[Record set Boundary: Start]

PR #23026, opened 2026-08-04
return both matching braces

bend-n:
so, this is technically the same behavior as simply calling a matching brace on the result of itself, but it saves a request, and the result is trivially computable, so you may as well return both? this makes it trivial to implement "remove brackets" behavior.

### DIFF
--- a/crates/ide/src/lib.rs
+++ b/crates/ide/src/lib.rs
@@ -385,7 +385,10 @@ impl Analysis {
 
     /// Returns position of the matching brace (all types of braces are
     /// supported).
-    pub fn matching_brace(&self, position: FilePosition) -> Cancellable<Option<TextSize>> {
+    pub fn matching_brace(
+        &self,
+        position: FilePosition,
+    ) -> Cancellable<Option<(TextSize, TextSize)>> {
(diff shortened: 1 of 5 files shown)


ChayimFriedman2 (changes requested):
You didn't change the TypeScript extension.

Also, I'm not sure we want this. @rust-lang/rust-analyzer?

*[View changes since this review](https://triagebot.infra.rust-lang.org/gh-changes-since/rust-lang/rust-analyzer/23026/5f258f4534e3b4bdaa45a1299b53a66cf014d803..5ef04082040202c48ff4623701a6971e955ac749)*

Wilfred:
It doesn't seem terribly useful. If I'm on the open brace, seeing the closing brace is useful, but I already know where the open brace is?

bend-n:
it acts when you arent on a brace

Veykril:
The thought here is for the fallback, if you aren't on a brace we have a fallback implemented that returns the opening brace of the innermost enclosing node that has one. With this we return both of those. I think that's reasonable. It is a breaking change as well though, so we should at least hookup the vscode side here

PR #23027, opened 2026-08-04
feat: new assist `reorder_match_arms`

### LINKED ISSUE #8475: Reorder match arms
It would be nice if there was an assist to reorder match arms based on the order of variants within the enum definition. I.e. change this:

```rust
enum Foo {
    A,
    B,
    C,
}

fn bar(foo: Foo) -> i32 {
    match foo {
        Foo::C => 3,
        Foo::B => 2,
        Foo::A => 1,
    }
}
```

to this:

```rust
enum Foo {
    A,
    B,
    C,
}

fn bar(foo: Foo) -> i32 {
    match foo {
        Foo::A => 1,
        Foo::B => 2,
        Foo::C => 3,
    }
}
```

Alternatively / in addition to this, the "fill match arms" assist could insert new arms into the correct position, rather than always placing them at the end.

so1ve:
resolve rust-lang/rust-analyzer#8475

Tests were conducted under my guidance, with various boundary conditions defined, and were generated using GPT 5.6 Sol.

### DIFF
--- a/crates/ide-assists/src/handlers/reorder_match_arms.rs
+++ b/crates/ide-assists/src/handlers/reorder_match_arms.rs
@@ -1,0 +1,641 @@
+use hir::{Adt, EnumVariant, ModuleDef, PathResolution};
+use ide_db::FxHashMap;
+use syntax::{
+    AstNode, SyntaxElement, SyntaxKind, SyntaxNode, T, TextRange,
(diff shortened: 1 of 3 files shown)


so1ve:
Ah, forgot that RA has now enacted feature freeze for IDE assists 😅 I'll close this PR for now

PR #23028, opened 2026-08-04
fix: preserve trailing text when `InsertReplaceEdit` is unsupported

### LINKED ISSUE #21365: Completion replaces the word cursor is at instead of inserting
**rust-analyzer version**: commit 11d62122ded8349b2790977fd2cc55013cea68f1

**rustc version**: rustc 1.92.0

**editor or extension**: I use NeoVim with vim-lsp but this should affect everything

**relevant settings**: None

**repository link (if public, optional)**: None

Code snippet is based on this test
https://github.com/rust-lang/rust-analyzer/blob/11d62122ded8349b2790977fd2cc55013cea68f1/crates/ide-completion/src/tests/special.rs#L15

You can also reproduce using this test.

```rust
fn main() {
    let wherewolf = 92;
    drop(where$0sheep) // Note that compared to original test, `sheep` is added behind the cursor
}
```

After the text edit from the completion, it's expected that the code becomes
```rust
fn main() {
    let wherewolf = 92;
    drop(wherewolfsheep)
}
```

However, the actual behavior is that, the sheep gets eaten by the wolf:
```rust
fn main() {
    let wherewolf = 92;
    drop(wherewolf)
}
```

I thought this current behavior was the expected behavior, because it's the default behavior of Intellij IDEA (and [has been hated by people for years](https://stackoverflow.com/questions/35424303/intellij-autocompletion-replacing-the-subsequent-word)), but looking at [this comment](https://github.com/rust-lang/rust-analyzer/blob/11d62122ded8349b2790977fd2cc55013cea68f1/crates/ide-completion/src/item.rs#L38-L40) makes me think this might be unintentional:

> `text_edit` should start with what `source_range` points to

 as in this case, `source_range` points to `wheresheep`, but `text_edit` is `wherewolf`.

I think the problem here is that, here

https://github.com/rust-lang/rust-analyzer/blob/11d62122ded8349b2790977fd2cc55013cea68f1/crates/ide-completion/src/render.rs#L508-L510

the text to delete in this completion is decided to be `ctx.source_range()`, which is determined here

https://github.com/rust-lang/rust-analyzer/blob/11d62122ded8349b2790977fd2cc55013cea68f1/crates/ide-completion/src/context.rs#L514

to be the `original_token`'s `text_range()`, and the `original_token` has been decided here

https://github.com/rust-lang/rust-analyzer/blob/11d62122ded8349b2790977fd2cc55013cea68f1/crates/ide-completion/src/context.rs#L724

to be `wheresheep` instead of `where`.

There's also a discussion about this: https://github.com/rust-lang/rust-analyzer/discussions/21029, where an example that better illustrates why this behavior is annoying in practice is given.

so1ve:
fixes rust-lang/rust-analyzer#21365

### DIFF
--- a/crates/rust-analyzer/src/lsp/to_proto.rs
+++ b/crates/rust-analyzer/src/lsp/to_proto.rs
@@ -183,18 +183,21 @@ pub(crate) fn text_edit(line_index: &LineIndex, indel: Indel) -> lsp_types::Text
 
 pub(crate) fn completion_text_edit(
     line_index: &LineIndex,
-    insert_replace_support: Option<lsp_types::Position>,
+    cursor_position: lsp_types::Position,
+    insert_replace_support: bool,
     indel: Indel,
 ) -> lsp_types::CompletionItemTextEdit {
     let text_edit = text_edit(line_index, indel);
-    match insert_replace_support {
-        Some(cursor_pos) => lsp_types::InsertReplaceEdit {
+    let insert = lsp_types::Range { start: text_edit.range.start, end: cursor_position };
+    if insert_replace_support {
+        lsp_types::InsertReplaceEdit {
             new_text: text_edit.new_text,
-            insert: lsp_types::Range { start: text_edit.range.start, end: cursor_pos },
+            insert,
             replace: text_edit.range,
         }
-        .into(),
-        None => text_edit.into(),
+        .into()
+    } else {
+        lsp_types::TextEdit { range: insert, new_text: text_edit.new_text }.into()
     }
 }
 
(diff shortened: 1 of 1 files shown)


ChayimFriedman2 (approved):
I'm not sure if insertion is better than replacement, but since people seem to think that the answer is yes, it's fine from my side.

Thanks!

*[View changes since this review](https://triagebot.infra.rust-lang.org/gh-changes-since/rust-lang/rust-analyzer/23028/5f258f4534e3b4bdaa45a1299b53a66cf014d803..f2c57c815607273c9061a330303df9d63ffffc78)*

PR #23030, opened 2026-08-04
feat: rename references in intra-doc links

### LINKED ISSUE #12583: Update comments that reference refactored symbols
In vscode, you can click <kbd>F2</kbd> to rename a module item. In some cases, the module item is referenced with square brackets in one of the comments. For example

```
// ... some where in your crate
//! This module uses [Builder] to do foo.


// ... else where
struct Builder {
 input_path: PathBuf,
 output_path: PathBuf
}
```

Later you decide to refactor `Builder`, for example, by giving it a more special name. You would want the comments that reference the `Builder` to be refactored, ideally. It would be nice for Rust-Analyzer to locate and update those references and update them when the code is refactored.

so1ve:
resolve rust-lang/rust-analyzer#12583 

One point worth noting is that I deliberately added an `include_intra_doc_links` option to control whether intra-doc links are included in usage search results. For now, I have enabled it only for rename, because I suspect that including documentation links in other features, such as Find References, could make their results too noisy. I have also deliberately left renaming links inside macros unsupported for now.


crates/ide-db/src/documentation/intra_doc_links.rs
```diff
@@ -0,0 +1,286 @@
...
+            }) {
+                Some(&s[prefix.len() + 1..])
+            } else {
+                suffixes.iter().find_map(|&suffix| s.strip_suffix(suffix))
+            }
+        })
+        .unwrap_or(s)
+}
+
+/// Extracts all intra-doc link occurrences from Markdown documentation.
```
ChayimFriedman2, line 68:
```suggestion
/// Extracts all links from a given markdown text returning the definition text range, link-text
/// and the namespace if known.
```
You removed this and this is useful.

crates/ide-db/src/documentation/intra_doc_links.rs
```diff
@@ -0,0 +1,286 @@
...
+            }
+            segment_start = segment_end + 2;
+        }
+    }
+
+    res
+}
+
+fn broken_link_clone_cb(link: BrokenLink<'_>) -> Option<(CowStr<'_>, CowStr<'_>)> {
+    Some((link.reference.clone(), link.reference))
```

[Record set Boundary: End]

◆ **Requirement**: In the entries above, count each line holding the word "seem" and give that count alone.

◆ **Your response**: 2